Ela está lá, e se estiver nos milhares de anos por vir, ainda será a
esposa de Abraão, enquanto Agar jamais poderá ser. Oh, como é doce
pensar que a aliança celebrada nos tempos antigos em todas as coisas foi
bem ordenada, e jamais, jamais será removida. “Pois estabeleceu comigo
uma aliança eterna, em tudo bem definida e segura.” Ah, legalistas, não
me admira que vocês ensinem a doutrina da perda da salvação, pois ela é
totalmente coerente com sua teologia. Agar, é claro, tem de ser expulsa,
e seu filho Ismael também. Mas nós, os que pregamos a aliança da
salvação plena e gratuita, sabemos que Isaque nunca será expulso, e Sara
nunca deixará de ser amiga e esposa de Abraão. Ó filhos de Agar! Ó
ritualistas!
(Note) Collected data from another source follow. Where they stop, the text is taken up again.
PR #173, opened 2015-12-29
More consistent visual identifiers

dritter:
Now even segments that just have an icon as content print these icons as visual identifiers. Some of these segments have a verbose mode. If this verbose mode is false, some print just the icon (like the battery segment), which didn't work correctly before this change.
This is because the `$1_prompt_segment` methods checked if the segments had content, and only printed in that case. Now the segments are more in charge of they want to print or not.


bhilburn:
Great job turning a bug into a new feature, @dritter!

PR #174, opened 2015-12-30
added fish-like shortening strategy

niklas-heer:
In the FISH-Shell directories are shorten like this: `/u/s/plasma` for `/usr/share/plasma`

I added a new flag __truncate_fish_like__ to POWERLEVEL9K_SHORTEN_STRATEGY and basically removed the ".." from truncate_from_right.

### DIFF
--- a/README.md
+++ b/README.md
@@ -207,17 +207,16 @@ To change the way how the current working directory is truncated, just set:
 
 You can also change the delimiter (the dots in between) which is used to truncate the working directory. This setting is optional. The default are 2 dots.
 
-	# set the delimiter to an empty string to hide it
+    # set the delimiter to an empty string to hide it
     POWERLEVEL9K_SHORTEN_DELIMITER=""
     # or set it to anything else you want (e.g. 3 dots)
     POWERLEVEL9K_SHORTEN_DELIMITER="..."
 
 With this you could achive the truncate behaviour of the fish shell. Which turncates `/usr/share/plasma` to `/u/s/plasma`
 
-	POWERLEVEL9K_SHORTEN_DIR_LENGTH=1
-	POWERLEVEL9K_SHORTEN_DELIMITER=""
-	POWERLEVEL9K_SHORTEN_STRATEGY="truncate_from_right"
-
+    POWERLEVEL9K_SHORTEN_DIR_LENGTH=1
+    POWERLEVEL9K_SHORTEN_DELIMITER=""
+    POWERLEVEL9K_SHORTEN_STRATEGY="truncate_from_right"
 
 In each case you have to specify the length you want to shorten the directory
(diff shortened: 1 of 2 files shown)


dritter:
Cool idea! I recently saw some folks changing the delimiter (the two dots) as well.
I have a suggestion that goes in that direction. Why not introducing a new variable for that delimiter to make it more flexible? So everyone would be able to have one dot, three dots, whatever. You would get a fish like truncation by setting this variable to an empty string (and having `truncate_from_right` as strategy)..

niklas-heer:
@dritter great idea!

I solved it like this:
* I added a new variable which you can set in your config `POWERLEVEL9K_SHORTEN_DELIMITER`
* The new variable can be a string of the characters you want to use. (eg. "..") or false if you don't want to display any characters
* The default value is: ".." (used when nothing is set)
* The setting applies to all shorten strategies, but if nothing is set they behave like before. Except the default shorten strategy, which was altered to `../plasma` from `.../plasma`.

So to achieve FISH-Shell like shortening you would need to set the following:
``` bash
POWERLEVEL9K_SHORTEN_DIR_LENGTH=1
POWERLEVEL9K_SHORTEN_DELIMITER=false
POWERLEVEL9K_SHORTEN_STRATEGY="truncate_from_right"
```

dritter:
Looks great! :)

One short notice: we have a `set_default` method to set the default values for variables.

niklas-heer:
@dritter oh that's a really neat function :)

So the new behavior is this:
* You don't need to set it to false, instead you can set it to an empty string
* The default is still `".."`
* The default strategy is also altered to `../plasma` instead of `.../plasma`

So FISH-Shell like behavior is now achieved by this:
``` bash
POWERLEVEL9K_SHORTEN_DIR_LENGTH=1
POWERLEVEL9K_SHORTEN_DELIMITER=""
POWERLEVEL9K_SHORTEN_STRATEGY="truncate_from_right"
```

dritter:
Could you add some documentation? That would be great.

Happy new year, btw. ;)

niklas-heer:
Sure thing :)

Where should I add the documentation (here as a comment) and in which form (do you have an example)?

And also to you a happy new year. :)

dritter:
We have two locations for documentation. One is for more basic informations and one is for advanced configuration. The first one is the `README.md` right in the root folder. The latter one is in the [wiki](https://github.com/bhilburn/powerlevel9k/wiki/Stylizing-Your-Prompt).
IMHO enough people want to change the delimiter to put it in the readme (in the `dir` configuration block).

Thx.

niklas-heer:
@dritter Alright I've added it to the `README.md` file. I hope this is what you were looking for. :)

dritter:
Exactly. :+1:

bhilburn:
Thanks for the great contribution, @niklas-heer! And thanks for providing guidance, @dritter!

Great job, all.

PR #177, opened 2016-01-06
Added an explanation for the "home" and "folder" icons.

dritter:
As requested in #171 here is the documentation for the "home" and "folder" icons.

I tried to write it in a progressive way (like you want to add these icons), although @natemccurdy 's original intend was to turn these icons off, because I find it hard to formulate the other way around.

The other way would be something like:
```
If you use any of `awesome-patched`, `awesome-fontconfig` or `flat` modes, and you don't
want to show the folder or home icon, you can turn it off by...
```

### DIFF
--- a/README.md
+++ b/README.md
@@ -206,15 +206,16 @@ In each case you have to specify the length you want to shorten the directory
 to. So in some cases `POWERLEVEL9K_SHORTEN_DIR_LENGTH` means characters, in
 others whole directories.
 
-You can even show icons if your are within your homefolder or outside of it
-by setting:
 
-    # Greek "alpha" sign
-    POWERLEVEL9K_HOME_ICON='\u03B1'
-    # Greek capital "omega" sign
-    POWERLEVEL9K_FOLDER_ICON='\u03A9'
+| `Compatible` | `Powerline` | `Awesome Powerline` | Situation
+|------------|-----------|-------------------|----------------------------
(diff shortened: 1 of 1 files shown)


README.md
```diff
@@ -206,6 +206,16 @@ In each case you have to specify the length you want to shorten the directory
...
 
+You can even show icons if your are within your homefolder or outside of it
+by setting:
+
+    # Greek "alpha" sign
+    POWERLEVEL9K_HOME_ICON='\u03B1'
+    # Greek capital "omega" sign
+    POWERLEVEL9K_FOLDER_ICON='\u03A9'
+
+To turn off these icons you could set these variables to an empty string.
```
natemccurdy: As written, it's not entirely clear that there are already icons set for these when using the `awesome` family of fonts. That might make someone think that they need to set these icons to use them; which is not true.

Maybe throw in a sentence along the lines of:

> When using the `awesome` family of fonts, these icons are already set for you.

dritter: Nah. You are right. That is not clear. I'll think the best is to make a table like for the VCS segment..

bhilburn:
Thanks for working on these docs, @dritter and @natemccurdy!

bhilburn:
Also, I managed to totally forget this was outstanding before pushing the v0.3.0 tag. Derp.

May push a v0.3.1 in a few days to get this doc update live.

PR #181, opened 2016-01-08
Split up `ram` segment into `ram` and `swap`.

dritter:
This is more flexible, and we save a variable.

If users wish to have this as one segment, the can join them together..

### DIFF
--- a/CHANGELOG.md
+++ b/CHANGELOG.md
@@ -1,3 +1,10 @@
+## v0.4.0 (next)
+
+### `ram` changes
+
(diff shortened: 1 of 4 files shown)


bhilburn:
@dritter - Looks like we've got some merge conflicts on this one. Can you update?

dritter:
I think this is an issue for 0.4.0. I'll update this PR once 0.3.1 is out.

bhilburn:
@dritter - Roger.

bhilburn:
@dritter - Thanks for updating this! Looks ready `=)`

Ó hipócritas! Ó formalistas! De que adiantará, quando enfim
disserem “Onde está minha mãe? Onde está minha mãe, a lei?” Ah, ela foi
expulsa, e tu podes acompanhá-la no esquecimento eterno. “Mas onde está
minha mãe?” pode, enfim, dizer o cristão; e ele ouvirá “Eis a mãe dos
fiéis, a Jerusalém do alto, a mãe de todos nós; e ali entraremos e
habitaremos com nosso Deus e Pai.”
2. Agora vamos analisar os DOIS FILHOS. Enquanto as duas
mulheres são tipo de duas alianças, os filhos são tipo de quem vive
debaixo de cada aliança. Isaque é tipo do homem que anda pela fé, não
pelo que vê, e espera ser salvo pela graça; Ismael, do homem que vive
pelas obras, e espera ser salvo por suas boas ações. Vamos examinar os
dois.
Em primeiro lugar, Ismael é o mais velho.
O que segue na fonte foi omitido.